__TRY IT__.
For this exercise, print all of the data exactly as given.

__AVAILABLE RECORDS__.

PR #1234, opened 2024-01-17
Migrate resources.txt to json format

jrodbx:
Will help delete some properties later

### DIFF
--- a/paparazzi-gradle-plugin/src/main/java/app/cash/paparazzi/gradle/PrepareResourcesTask.kt
+++ b/paparazzi-gradle-plugin/src/main/java/app/cash/paparazzi/gradle/PrepareResourcesTask.kt
@@ -15,7 +15,9 @@
  */
 package app.cash.paparazzi.gradle
 
-import app.cash.paparazzi.gradle.utils.joinFiles
+import app.cash.paparazzi.gradle.utils.relativize
+import com.squareup.moshi.JsonClass
+import com.squareup.moshi.Moshi
 import org.gradle.api.DefaultTask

__RESPONSE TO THE EXERCISE__.
PR #1234, opened 2024-01-17
Migrate resources.txt to json format

jrodbx:
Will help delete some properties later

### DIFF
--- a/paparazzi-gradle-plugin/src/main/java/app/cash/paparazzi/gradle/PrepareResourcesTask.kt
+++ b/paparazzi-gradle-plugin/src/main/java/app/cash/paparazzi/gradle/PrepareResourcesTask.kt
@@ -15,7 +15,9 @@
  */
 package app.cash.paparazzi.gradle
 
-import app.cash.paparazzi.gradle.utils.joinFiles
+import app.cash.paparazzi.gradle.utils.relativize
+import com.squareup.moshi.JsonClass
+import com.squareup.moshi.Moshi
 import org.gradle.api.DefaultTask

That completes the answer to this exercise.